### Work request
Check each line of the entries below for the word "core", and copy out the ones that have it.

━━ Exercise material ━━

PR #1064, opened 2022-02-07
[hybrid planning] Add a way for local constraint solver to pause waypoint retrieval

AndyZe:
**Background on how hybrid planning works:**

- simple_sampler.cpp selects the next target waypoint. The only criteria on this is a tolerance on distance:
```

  if (next_desired_goal_state.distance(current_state, joint_group_) <= WAYPOINT_RADIAN_TOLERANCE)
  {
    // Update index (and thus desired robot state)
    next_waypoint_index_ = std::min(next_waypoint_index_ + 1, reference_trajectory_->getWayPointCount() - 1);
  }
```

- forward_trajectory.cpp checks if the local trajectory is valid, including collision:

`is_path_valid = locked_planning_scene->isPathValid(local_trajectory, local_trajectory.getGroupName(), false);`

**The issue**

The problem here is, `simple_sampler.cpp` only regards the radian tolerance. It doesn't know anything about the collision. So, it is possible for simple_sampler to continue selecting future waypoints even if they would be in collision. If the collision ever clears up, this can result in a sudden jump of the robot.

This PR adds a way for `forward_trajectory` to communicate back to `simple_sampler` that it should stop moving forward to a new waypoint.

### DIFF
--- a/moveit_ros/hybrid_planning/local_planner/local_planner_component/src/local_planner_component.cpp
+++ b/moveit_ros/hybrid_planning/local_planner/local_planner_component/src/local_planner_component.cpp
@@ -304,11 +304,18 @@ void LocalPlannerComponent::executeIteration()
       *local_planner_feedback_ = local_constraint_solver_instance_->solve(
           local_trajectory, local_planning_goal_handle_->get_goal(), local_solution);
 
-      // Feedback is only send when the hybrid planning architecture should react to a discrete event
+      // Feedback is only sent when the hybrid planning architecture should react to a discrete event
       if (!local_planner_feedback_->feedback.empty())
       {
+        // Prevent the SimpleSampler from moving to the next waypoint, e.g. if a collision is ahead
+        trajectory_operator_instance_->preventForwardProgress();
+
         local_planning_goal_handle_->publish_feedback(local_planner_feedback_);
         return;
+      }
+      else
+      {
+        trajectory_operator_instance_->allowForwardProgress();
       }
 
       // Use a configurable message interface like MoveIt servo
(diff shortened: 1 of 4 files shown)


moveit_ros/hybrid_planning/local_planner/trajectory_operator_plugins/include/moveit/trajectory_operator_plugins/simple_sampler.h
```diff
@@ -51,19 +51,28 @@ class SimpleSampler : public TrajectoryOperatorInterface
...
+
+  void allowForwardProgress() override;
+
 private:
   std::size_t
       next_waypoint_index_;  // Indicates which reference trajectory waypoint is the current local goal constrained
   moveit_msgs::action::LocalPlanner::Feedback feedback_;  // Empty feedback
   trajectory_processing::TimeOptimalTrajectoryGeneration time_parametrization_;
   const moveit::core::JointModelGroup* joint_group_;
+  std::atomic<bool> prevent_forward_progress_;  // Flag to prevent moving to the next waypoint
```
henningkayser, line 76: I don't see atomic features being used at all, a normal bool would suffice here imo.

moveit_ros/hybrid_planning/local_planner/local_planner_component/src/local_planner_component.cpp
```diff
@@ -277,12 +277,19 @@ void LocalPlannerComponent::executeIteration()
       *local_planner_feedback_ = local_constraint_solver_instance_->solve(
           local_trajectory, local_planning_goal_handle_->get_goal(), local_solution);
 
-      // Feedback is only send when the hybrid planning architecture should react to a discrete event
+      // Feedback is only sent when the hybrid planning architecture should react to a discrete event
       if (!local_planner_feedback_->feedback.empty())
```
henningkayser, line 281: This looks like a pretty broad assumption. Should the feedback be handled in any way?

henningkayser (commented):
Sorry for letting this get stale. I don't see anything wrong with this addition. Besides this change, I'm wondering if halting/proceeding should be handled more explicitly.

tylerjw:
@henningkayser @AndyZe what's the status of this?

tylerjw:
This work seems to be un-finished and no one is currently working on it. I'll create an issue to track finishing this work.

PR #1065, opened 2022-02-07
[hybrid planning] Use a map of expected feedback codes

AndyZe:
Get rid of hard-coded string constants

### DIFF
--- a/moveit_ros/hybrid_planning/local_planner/local_constraint_solver_plugins/src/forward_trajectory.cpp
+++ b/moveit_ros/hybrid_planning/local_planner/local_constraint_solver_plugins/src/forward_trajectory.cpp
@@ -118,10 +118,10 @@ ForwardTrajectory::solve(const robot_trajectory::RobotTrajectory& local_trajecto
     {
       if (!path_invalidation_event_send_)
       {  // Send feedback only once
-        feedback_result.feedback = LOCAL_FEEDBACK_MAP.at(LocalFeedbackEnum::COLLISION_AHEAD);
+        feedback_result.feedback = FeedbackEnumToString(LocalFeedbackEnum::COLLISION_AHEAD);
         path_invalidation_event_send_ = true;  // Set feedback flag
       }
-      RCLCPP_INFO(LOGGER, "Collision ahead, hold current position");
+      RCLCPP_INFO(LOGGER, "Collision ahead, holding current position");
       // Keep current position
       moveit::core::RobotState current_state_command(*current_state);
       if (current_state_command.hasVelocities())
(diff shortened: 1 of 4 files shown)


tylerjw (approved):
This is straightforward and looks good.

One alternate approach you might consider to the map which has to be evaluated at runtime is a constexpr function that takes the enum type and returns the string, that way you can get the performance of the string being in the code with also defining it in only one place.

AndyZe:
> One alternate approach you might consider to the map which has to be evaluated at runtime is a constexpr function that takes the enum type and returns the string, that way you can get the performance of the string being in the code with also defining it in only one place.

Would that function go in the new `feedback_types.h` header file?

tylerjw:
> > One alternate approach you might consider to the map which has to be evaluated at runtime is a constexpr function that takes the enum type and returns the string, that way you can get the performance of the string being in the code with also defining it in only one place.
> 
> Would that function go in the new `feedback_types.h` header file?

Yes.  Here is an example of me doing nearly the same thing: https://github.com/tylerjw/fp/blob/85ee0e5e6d5445082bfcf464e474a5600f06f2e9/include/fp/result.hpp#L140

tylerjw:
I'm sorry I didn't provide an example before.  What that function does is take an enum and return a string_view.  You don't need to do the string view and could instead return a normal string if that works better for your situation.  string_view is an optimization that is tiny in this case as the strings are so short they are going to be allocated on the stack anyway.

tylerjw (approved):

moveit_ros/hybrid_planning/local_planner/local_planner_component/include/moveit/local_planner/feedback_types.h
```diff
@@ -0,0 +1,69 @@
...
+/**
+ * \brief Expected feedback types
+ */
+enum LocalFeedbackEnum
+{
+  COLLISION_AHEAD = 1,
+  LOCAL_PLANNER_STUCK = 2
+};
+
+[[nodiscard]] constexpr std::string_view FeedbackEnumToString(const LocalFeedbackEnum& code)
```
tylerjw, line 57: one tiny thing you could do is change the function name to just toString because that won't collide with any other functions because this is the only toString that will take a FeedbackEnum type as its parameter.

Then you don't have to type FeedbackEnum twice when you use it.

moveit_ros/hybrid_planning/local_planner/local_constraint_solver_plugins/src/forward_trajectory.cpp
```diff
@@ -150,7 +151,7 @@ ForwardTrajectory::solve(const robot_trajectory::RobotTrajectory& local_trajecto
         {
           num_iterations_stuck_ = 0;
           prev_waypoint_target_ = nullptr;
-          feedback_result.feedback = "local_planner_stuck";
+          feedback_result.feedback = FeedbackEnumToString(LocalFeedbackEnum::LOCAL_PLANNER_STUCK);
```
tylerjw, line 154: if you change the name of the function this just becomes:

```suggestion
          feedback_result.feedback = toString(LocalFeedbackEnum::LOCAL_PLANNER_STUCK);
```

tylerjw (approved):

━━━

### Solution to this problem
   const moveit::core::JointModelGroup* joint_group_;
       moveit::core::RobotState current_state_command(*current_state);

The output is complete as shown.